## EXERCISE AIM
Give the number of lines in the data below that contain "while", with no other words.

## RECORD EXTRACTS

◆ ◆ ◆ ◆ ◆ ◆ ◆

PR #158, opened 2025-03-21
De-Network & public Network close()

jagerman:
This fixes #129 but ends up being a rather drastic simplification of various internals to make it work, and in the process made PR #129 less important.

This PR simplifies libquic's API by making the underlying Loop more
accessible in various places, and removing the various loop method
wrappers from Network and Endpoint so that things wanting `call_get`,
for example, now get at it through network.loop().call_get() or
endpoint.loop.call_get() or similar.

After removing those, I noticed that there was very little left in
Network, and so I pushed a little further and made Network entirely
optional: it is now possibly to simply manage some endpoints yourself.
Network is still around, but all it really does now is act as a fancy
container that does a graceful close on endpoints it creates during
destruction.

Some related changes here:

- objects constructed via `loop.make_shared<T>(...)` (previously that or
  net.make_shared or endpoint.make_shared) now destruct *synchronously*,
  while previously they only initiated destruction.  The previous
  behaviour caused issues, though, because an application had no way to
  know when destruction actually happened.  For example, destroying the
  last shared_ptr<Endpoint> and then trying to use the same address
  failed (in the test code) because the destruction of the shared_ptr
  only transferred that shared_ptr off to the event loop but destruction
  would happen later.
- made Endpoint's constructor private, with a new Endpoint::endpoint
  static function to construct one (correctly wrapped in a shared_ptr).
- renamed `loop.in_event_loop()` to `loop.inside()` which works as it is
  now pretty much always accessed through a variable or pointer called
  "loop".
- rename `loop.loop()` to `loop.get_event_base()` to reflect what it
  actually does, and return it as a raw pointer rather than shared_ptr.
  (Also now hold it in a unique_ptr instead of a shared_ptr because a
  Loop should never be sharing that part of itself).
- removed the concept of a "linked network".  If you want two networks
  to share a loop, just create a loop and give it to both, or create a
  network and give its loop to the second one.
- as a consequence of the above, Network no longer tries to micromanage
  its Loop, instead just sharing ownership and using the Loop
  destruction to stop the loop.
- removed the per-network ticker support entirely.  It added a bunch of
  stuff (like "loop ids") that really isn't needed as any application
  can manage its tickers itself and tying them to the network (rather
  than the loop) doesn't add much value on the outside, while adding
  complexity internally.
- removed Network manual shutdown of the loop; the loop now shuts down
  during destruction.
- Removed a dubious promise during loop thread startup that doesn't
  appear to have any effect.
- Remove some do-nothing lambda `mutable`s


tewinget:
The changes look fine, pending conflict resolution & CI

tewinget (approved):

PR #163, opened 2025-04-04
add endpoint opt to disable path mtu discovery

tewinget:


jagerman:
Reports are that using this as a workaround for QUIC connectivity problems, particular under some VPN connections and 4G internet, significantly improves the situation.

◆ ◆ ◆ ◆ ◆ ◆ ◆

## COMPLETED EXERCISE
2